Nel 2012 scelgo di andare via.
Andare via per capire dove tornare
Prima Roma, dove inizio a lavorare nel settore dell’ospitalità di lusso.
Poi Londra, una parentesi fuori da ogni comfort zone. Proprio lì nasce una consapevolezza decisiva: il mio sogno non era restare all’estero, ma tornare a casa e diventare guida escursionistica.
Nel 2017 divento GAE (Guida Ambientale Escursionistica). Per completare il mio percorso mi iscrivo all’università a Milano. La città mi offre stimoli, opportunità, una rete professionale importante. Ma poi arriva il Covid.
Milano, la pandemia e la vera domanda
La pandemia blocca il turismo, rallenta progetti e ambizioni. Rientro ad Amalfi per un anno, poi torno di nuovo a Milano.
Ma ormai qualcosa è cambiato.
La vita immersa nella natura, la qualità del tempo, il mare, il silenzio, il ritmo più umano: tutto ciò che avevo dato per scontato aveva ripreso valore.
La domanda diventa inevitabile:
che cosa mi rende davvero felice?
La risposta arriva durante un viaggio in Calabria Grecanica, guardando la Sicilia da Bova.
Il Mediterraneo è il mio orizzonte naturale.
La mia felicità migliore.
Tornare al Sud per lavorare con il territorio, non contro
In quel momento capisco che la mia carriera non avrebbe avuto più senso altrove.
Non volevo lavorare nonostante il Sud, ma grazie al Sud.
Il rientro non è stato un passo indietro, ma una scelta di allineamento.
Lavorare sul territorio, valorizzandolo, è diventato il centro della mia visione professionale.
Identità meridionale e identità queer: una forza unica
Per anni ho percepito identità e appartenenza come due poli opposti. Questo macigno si scioglie quando inizio a studiare la storia LGBT+ del Mediterraneo.
Scopro che la mia terra custodisce da sempre storie queer, spesso cancellate o dimenticate.
La rivelazione è potente:
la mia identità meridionale e quella queer non sono in conflitto.
Sono una forza unica.
Lavorare al Sud oggi: risultati concreti
Oggi lavoro come guida escursionistica in Costiera Amalfitana e il percorso sta dando risultati reali.
Dal 2025 la mia attività, Amalfi Coast Hikes, è ufficialmente menzionata sulle guide Lonely Planet dedicate alla Costiera Amalfitana.

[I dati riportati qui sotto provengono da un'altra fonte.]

PR #2334, opened 2024-01-04
test(autosharding): Mocked test help

AlejandroCabeza:
# Description
Get the last test case working.
This case requires either:
- Being able to raise a CatchableError in the `system.add` function.
- Mocking.

Assuming `sytem.add` works flawlessly, which I kinda do; I thought the best way forward would be to mock the function but I haven't been successful in that task. 
Does anyone know how to make this whole ordeal work? I'm lacking some Nim proficiency to get know my way around it.
There are a couple of issues that I'll try to address in comments. All help is welcome :)

# Changes
- [ ] Implement the `catchable error on topicMap.add` test case with mock


tests/waku_core/topics/test_sharding.nim
```diff
@@ -148,6 +148,23 @@ suite "Autosharding":
       check:
         topicMap.error() == "Cannot autoshard content topic: Generation > 0 are not supported yet"
 
-    xtest "catchable error on add to topicMap":
-      # TODO: Trigger a CatchableError or mock
-      discard
+    test "catchable error on add to topicMap":
+      # Given the sequence.add function returns a CatchableError
+      let backup = system.add
```
AlejandroCabeza, line 153: This is used to keep a reference to the original function, which is necessary for cleanup later. 
Produces this error: `Error: invalid type: 'None' for let`

tests/waku_core/topics/test_sharding.nim
```diff
@@ -148,6 +148,23 @@ suite "Autosharding":
...
+      mock(system.add):
```
AlejandroCabeza, line 154: And then, this attempt at mocking produces:
```
Error: ambiguous identifier: 'add' -- you need a helper proc to disambiguate the following:
  system.add: proc (x: var seq[T], y: sink T){.noSideEffect.}
  system.add: proc (x: var string, y: string){.noSideEffect, gcsafe, locks: 0.}
  system.add: proc (x: var string, y: char){.noSideEffect.}
  system.add: proc (x: var seq[T], y: openArray[T]){.noSideEffect.}
  system.add: proc (x: var string, y: cstring){.noSideEffect, gcsafe, locks: 0.}
  ```

**Review by AlejandroCabeza — COMMENTED** [review]
I've made quite a few attempts at fixing it but I've been utterly unsuccessful. Anyone has an idea on how to circumvent these errors?

**Comment by AlejandroCabeza** [comment]
# Attempts
1.  ```nim
    let nsAdd = system.add(seq[NsContentTopic])  # Error: type mismatch: got <typedesc[seq[NsContentTopic]]
    ```
2. ```nim
    type
      NsContentTopicAdd =
        proc(x: seq[NsContentTopic], y: sink NsContentTopic) {.noSideEffect.}

    let 
      nsAdd: NsContentTopicAdd = system.add  # Error: type mismatch: got 'None' for 'add' but expected 'NsContentTopicAdd = proc (x: seq[NsContentTopic], y: NsContentTopic){.closure, noSideEffect.}
    ```

# Notes
## Attempt 1
Calling add like so doesn't match, because the expected first parameter is a type instance, not a type.
## Attempt 2
One of the possible disambiguations shown by the compiler is the following:
```
Error: ambiguous identifier: 'add' -- you need a helper proc to disambiguate the following:
  ...
  system.add: proc (x: var seq[T], y: sink T){.noSideEffect.}
  ...
```
When following the same pattern as above, but with a different disambiguation, the compiler doesn't complain:
```nim
type
  NsContentTopicSeqAdd =
    proc(x: var seq[NsContentTopic], y: openArray[NsContentTopic]) {.
      noSideEffect
    .}

let
  nsSeqAdd: NsContentTopicSeqAdd = system.add
  nsSeqAddUnsafeAddr = unsafeAddr(nsSeqAdd)

echo repr(nsSeqAdd)  # [Field0 = 0x55dc4e228490, Field1 = nil]
echo repr(nsSeqAddUnsafeAddr)  # ptr 0x7ffc0384d030 --> [Field0 = 0x55dc4e228490, Field1 = nil]
```
I've also tried running `mock` with the `system.add: NsContentTopicSeqAdd` but I get to a `SEGFAULT`.

AlejandroCabeza:
Posted question to Nim Forum: [Link](https://forum.nim-lang.org/t/10854)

Un traguardo enorme, che dimostra come restare o rientrare al Sud possa aprire porte internazionali, non chiuderle.
Sono inoltre co-fondatore di Sirenussa, un collettivo di escursionismo dedicato alla comunità LGBTQ+ del Sud, nato per rafforzare identità, orgoglio e presenza su questi territori.
E poi ci sono i miei giardini sopra Amalfi, affacciati sul mare: un patrimonio familiare che oggi posso vivere, curare e valorizzare ogni giorno. Un privilegio raro.
Un messaggio per chi sogna di tornare al Sud
Questa storia è per chi sente il richiamo del Sud ma teme di non potersi realizzare o esprimere pienamente.
Rientrare si può.
E spesso, rientrare è il modo più autentico per fiorire.
La condizione fondamentale è una sola: non restare isolati.
Networking, collaborazione, progetti condivisi ed ecosistemi di valore sono la vera infrastruttura del futuro del Sud.
Perché quando uniamo le nostre forze, diventiamo una comunità capace di aspirare a molto più di ciò che ci hanno fatto credere.
La nostra Storia ce lo insegna.
E noi possiamo scrivere la prossima pagina.